J'ai également un un problème avec la clavier de mon MBP, mais moi s'était la touche enter qui restais enfoncée...Ma solution : changer de clavier chez un revendeur agréé.
Et je pense que pour toi ce sera la même solution, mas attend d'autres avis!!


----------



## CharlesV (1 Avril 2007)

Merci Korben_Dallas de ta réponse et je pense effectivement que mon MBP devra aller faire un tour chez un revendeur agréé.


----------



## Bingo (1 Avril 2007)

CharlesV a dit:


> Bonjour à tous,
> 
> Depuis 2 mois que j'ai un Macbook Pro, il arrive souvent que la première frappe (voire la deuxième de temps en temps) au clavier ne se répercute pas à l'écran. Exemple : je tape APPLE et seul PPLE s'affiche et ce, dans n'importe quelle application.
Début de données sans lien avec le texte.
PR #410, opened 2017-05-10
Add score labels/descriptions to public UI

### LINKED ISSUE #378: Add score labels/descriptions to UI neighborhood detail view
Score row currently only displays the score name, instead it should display the score label and the score description in a tooltip to the right.

Depends on #325

CloudNiner:
## Overview

Adds score labels and descriptions to the places detail view

### Demo

screen shot 2017-05-10 at 10 04 14
screen shot 2017-05-10 at 10 13 08

### Notes

The description tooltips won't currently display because the fontello.css file isn't being built into the application bundle. I spent 15 mins attempting to fix it but no luck, needs a bit more digging to get properly bundled. The description text is added to the DOM, so if you manually give the tooltip div a width via dev tools you can hover the blank div and view the tooltips.

## Testing Instructions

- `./scripts/django-manage loaddata analysis-score-metadata`
- Navigate to places detail page
- Labels should replace the score names, and descriptions should exist in the DOM 
- http://localhost:9200/api/score_metadata/ should exist and return data without logging in

Closes #378

### DIFF
--- a/src/angularjs/src/app/components/places.service.js
+++ b/src/angularjs/src/app/components/places.service.js
@@ -51,8 +51,9 @@
                     // sort alphabetically by metric name so they will line up by row
                     place.scores = _(results.overall_scores).map(function(obj, key) {
                         return {
-                            metric: key.replace(/_/g, ' '),
-                            score: obj.score_normalized
+                            metric: key,
+                            score: obj.score,
+                            score_normalized: obj.score_normalized
                         };
                     }).sortBy(function(result) { return result.metric; }).value();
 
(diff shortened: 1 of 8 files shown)


CloudNiner:
If I'm looking at the right thing, it seems like those popups only display high/low stress connectivity which aren't in the list of labels/descriptions we can return. That can be a separate issue, I'm not sure what that popup is going to look like in its final state quite yet.

flibbertigibbet:
Yes, those. They simply display whatever comes back in their properties, underscores replaced in the label. Okay, those don't map to metrics.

Avant que je n'appelle le SAV, j'aurais juste voulu savoir si quelqu'un d'autre avait été confronté au même problème et le cas échéant, la solution qu'il avait adoptée.
> D'avance, merci pour vos réponses.
> ...



Salut ! 

J'ai le même souci, mais je sais pourquoi : je tape trop vite, donc le clavier n'a pas toujours le temps de suivre !


----------



## CharlesV (1 Avril 2007)

Je ne pense pas que cela provienne du fait que je tape trop vite.  
J'ai plutôt constaté que ce "défaut" s'avérait quand je passais d'une application à une autre.


----------



## Bingo (1 Avril 2007)

CharlesV a dit:


> Je ne pense pas que cela provienne du fait que je tape trop vite.
> J'ai plutôt constaté que ce "défaut" s'avérait quand je passais d'une application à une autre.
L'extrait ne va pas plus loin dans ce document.